不几日,它就成了我的小尾巴。我到哪儿它就跟到哪儿。我在家里,它就在我的脚边左蹭蹭右蹭蹭;我到菜地,它就连蹦带跳地跟来,趁我不注意偷吃一口;我上坡割草,它也跟着。这里拱两嘴,那里拱两嘴,弄得脸上到处是泥沙,就连鼻孔里边也有。不过,这可难不到它。它一埋头,一嗤气,再使劲摇头晃脑几下,随着耳朵与脸碰撞的啪嗒声,泥沙大半都又回到地上了。可它总也不闲着,就这么拱着,嗤着,摇着,乐此不疲。偶尔还会捞着一个吓晕了的蜗牛,它就脆脆地咬烂壳,吧嗒吧嗒地嚼着,无限享受的样子。回去的路上,它准是撒着欢儿地又蹦又跳的在前面带路。有时也会来一个急刹车,回头看我来了没有,然后才又继续向前跑。只要我唤一声“猪猪”,它就会欢快地甩着它那又细又黑的小尾巴跑到我的跟前,撅着鼻子,抬头望着我,“嗯嗯嗯”地回应着,仿佛在说:“我来了,我来了。”那个假期,它是我宠的小伙伴。 ­

暑假快结束的时候,猪猪已经由原来的二十多斤长到了五十多斤。 ­

九月,我收拾行李准备去外地读书。

我走的头天晚上,母亲将猪猪圈在了它的新栏里。不知怎么的,它自己乖乖地就进去了,进去后趴在地上便不吭声了,也不吃食,仿佛一个受了委屈的孩子。

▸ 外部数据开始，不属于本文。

PR #143, opened 2022-05-11
Added functionality to allow re-reading data from file

chria:


src/common/io.py
```diff
@@ -1218,6 +1218,13 @@ def __init__(self, fname, delayed_trajectory_loading = True):
                 all at the same time. Only works for files or streams that
                 are based on a file and has attribute name.
                 Default: True (for files)
+                
+            allow_file_updates --
+                If this is turned on, file updates (in terms of more
```
modelonrobinandersson, line 1223: I would rephrase "If this is turned on" to "If this is set to True" to clarify also that it is a boolean value.

src/common/io.py
```diff
@@ -1218,6 +1218,13 @@ def __init__(self, fname, delayed_trajectory_loading = True):
...
+                data point being added to the result file) is allowed.
```
modelonrobinandersson, line 1224: I think it is missing "s" in "data point**s**"

src/common/io.py
```diff
@@ -1230,6 +1237,7 @@ def __init__(self, fname, delayed_trajectory_loading = True):
             self._fname = fname
             self._is_stream = True
             delayed_trajectory_loading = False
+        self._allow_file_updates = allow_file_updates
```
modelonrobinandersson, line 1240: Would be good to verify that allow_file_updates is a boolean here otherwise throw an exception

src/common/io.py
```diff
@@ -1274,16 +1282,42 @@ def __init__(self, fname, delayed_trajectory_loading = True):
...
+        self._data_2_info = self.raw["data_2"]
+        self._data_2 = {}
+        
+        if self._contains_diagnostic_data:
+            self._data_3_info = self.raw["data_3"]
+            self._data_3 = {}
+            self._data_4_info = self.raw["data_4"]
+            
+            self._file_pos_model_var = np.empty(self._data_2_info["nbr_points"], dtype=np.longlong)
+            self._file_pos_diag_var = np.empty(self._data_3_info.shape[0], dtype=np.longlong)
```
modelonrobinandersson, line 1313: Great that you also remembered to set dtype to np.longlong!

src/common/io.py
```diff
@@ -1324,17 +1358,20 @@ def _get_name_dict(self):
 
     def _get_trajectory(self, data_index):
         if isinstance(self._data_2, dict):
-            if data_index in self._data_2:
-                return self._data_2[data_index]
+            if self._mtime != os.path.getmtime(self._fname):
+                if self._allow_file_updates:
+                    self._update_data_info()
+                else:
+                    raise JIOError("The result file have been modified since the result object was created. Please make sure that different filenames are used for different simulations.")
```
modelonrobinandersson, line 1365: I think we should put the "raise JIOError" in a separate function now because this code is duplicated with line 1321.

src/common/io.py
```diff
@@ -1344,16 +1381,30 @@ def _get_trajectory(self, data_index):
 
     def _get_diagnostics_trajectory(self, data_index):
         """ Returns trajectory for the diagnostics variable that corresponds to index 'data_index'. """
+        if self._mtime != os.path.getmtime(self._fname):
+            if self._allow_file_updates:
+                self._update_data_info()
+            else:
+                raise JIOError("The result file have been modified since the result object was created. Please make sure that different filenames are used for different simulations.")
```
modelonrobinandersson, line 1388: Same here regarding the duplicated code as my previous comment.

src/common/io.py
```diff
@@ -1344,16 +1381,30 @@ def _get_trajectory(self, data_index):
...
     def _read_trajectory_data(self, data_index, read_diag_data):
         """ Reads corresponding trajectory data for variable with index 'data_index',
             note that 'read_diag_data' is a boolean used when this function is invoked for
             diagnostic variables.
         """
+        if self._mtime != os.path.getmtime(self._fname):
+            if self._allow_file_updates:
+                self._update_data_info()
+            else:
+                raise JIOError("The result file have been modified since the result object was created. Please make sure that different filenames are used for different simulations.")
```
modelonrobinandersson, line 1406: Same here regarding the duplicated code as my previous comment.

src/common/io.py
```diff
@@ -1376,13 +1425,23 @@ def _read_trajectory_data(self, data_index, read_diag_data):
 
     def _get_interpolated_trajectory(self, data_index):
         """ Returns an interpolated trajectory for variable of corresponding index 'data_index'. """
+        if self._mtime != os.path.getmtime(self._fname):
+            if self._allow_file_updates:
+                self._update_data_info()
+            else:
+                raise JIOError("The result file have been modified since the result object was created. Please make sure that different filenames are used for different simulations.")
```
modelonrobinandersson, line 1432: Same here regarding the duplicated code as my previous comment.

tests/test_io.py
```diff
@@ -636,6 +636,217 @@ def test_get_description(self):
...
...ostics.event_data.event_info.state_event_info.index_25', (0.0, 'Zero crossing indicator for event indicator 25')), ('@Diagnostics.event_data.event_info.state_event_info.index_26', (0.0, 'Zero crossing indicator for event indicator 26')), ('@Diagnostics.event_data.event_info.state_event_info.index_27', (0.0, 'Zero crossing indicator for event indicator 27')), ('@Diagnostics.event_data.event_info.state_event_info.index_28', (0.0, 'Zero crossing indicator for event indicator 28')), ('@Diagnostics.event_data.event_info.state_event_info.index_29', (0.0, 'Zero crossing indicator for event indicator 29')), ('@Diagnostics.event_data.event_info.state_event_info.index_30', (0.0, 'Zero crossing indicator for event indicator 30')), ('@Diagnostics.event_data.event_info.state_event_info.index_31', (0.0, 'Zero crossing indicator for event indicator 31')), ('@Diagnostics.event_data.event_info.state_event_info.index_32', (0.0, 'Zero crossing indicator for event indicator 32')), ('@Diagnostics.event_data.event_info.state_event_info.index_33', (0.0, 'Zero crossing indicator for event indicator 33')), ('@Diagnostics.event_data.event_info.event_type', (-1, 'No event=-1, state event=0, time event=1'))])
```
modelonrobinandersson, line 650: This is not necessary but some newlines here will make it easier to read

tests/test_io.py
```diff
@@ -636,6 +636,217 @@ def test_get_description(self):
         res = ResultDymolaBinary('CoupledClutches_result.mat')
 
         assert res.description[res.get_variable_index("J1.phi")] == "Absolute rotation angle of component"
+    
+    @testattr(stddist = True)
+    def test_modified_result_file_data_diagnostics(self):
```
modelonrobinandersson, line 641: Not mandatory but I prefer if we can add a docstring to the test explaining what the test does. I think it is good for maintenance. Same comment for all the tests below.

modelonrobinandersson (changes requested):
Looks good! I don't see anything urgent. I added a few comments and especially I would suggest that we add a short docstring to each test for future maintenance.

src/common/io.py
chria: Fixed. However, I believe we should allow anything that is interpreted as True (in True Python spirit : ) )

src/common/io.py
chria: Fixed!

src/common/io.py
chria: Fixed!

modelonrobinandersson (approved):
Looks great!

半年后,我假期归来。此时的猪猪已经做了六个小猪崽的妈妈。我来到它的圈旁边时,它长长的身体,小牛似的,正躺在地上,胖胖的猪娃们正在它的大肚皮旁贪婪地吮吸着奶水。它感到有人来,立刻翻身起来,吓得崽儿们紧张地躲到它的身后。它朝我撅撅鼻子,嗷嗷的试探着,很警惕的样 子。我猜它一定不认得我了。“猪猪——”我唤道。它停住,看了看我,然后就哼哼着凑了过来。我伸手去摸它的头,摸它的鼻子,它憨憨得站着不动,只是嘴里“嗯嗯嗯”说个不停,我知道它在对我说着什么,我懂。

整个寒假,我都特别照顾它。给它拌它最喜欢吃的食;每天清洗它的槽;给它窝里换干而温暖的草……只要是我去给它喂食,它都都吃得很欢。

寒假快结束的时候,猪猪就和它的第一批孩子告别了。我父母用它们换来了我和妹妹的学费。

此后三年里,猪猪一直非常争气。每年及时生两窝猪崽,刚好到假期快结束的时候,猪崽就可以出栏。我和妹妹的学费没有让父母担忧过。

三年后,我毕业即将走上工作岗位。那个假期,猪猪只生了两个猪娃。小猪断奶以后,父母没卖掉它们,留着自家养。只是把那俩个猪娃分栏到另外的圈里,剩下猪猪单独在那个圈里。它的样子是那样的苍老。全身灰灰的,皮很干燥。肚皮很大,很扁,加上被小猪吃奶时用力拉长的奶头,干瘪的身子几乎挨到地面了。头上有的地方还秃了,没毛。屁股后面的毛也掉了不少。长长的尾巴拖到腿拐下。吃得越来越少,还越来越挑口,走路也越来越慢。只是见了我,还格外兴奋,“嗯嗯嗷嗷”不停。

后来,我工作了。听母亲说,直到秋季完也没见猪猪发过情,本指望它再下几窝小猪,保我妹妹读完高中的,看来,它是不行了。再后来,他们只有将它卖掉了。在我们老家,老母猪死在家里会让令这家六畜不旺的。

母亲说,这猪说不定是头世欠了我的,这辈子来报我恩的。要不,怎么我工作了,它就不生了。

母亲还说,这就是猪猪的命,早卖少受罪。

我无言以对,但我至今仍清清楚楚地记得猪猪的样子。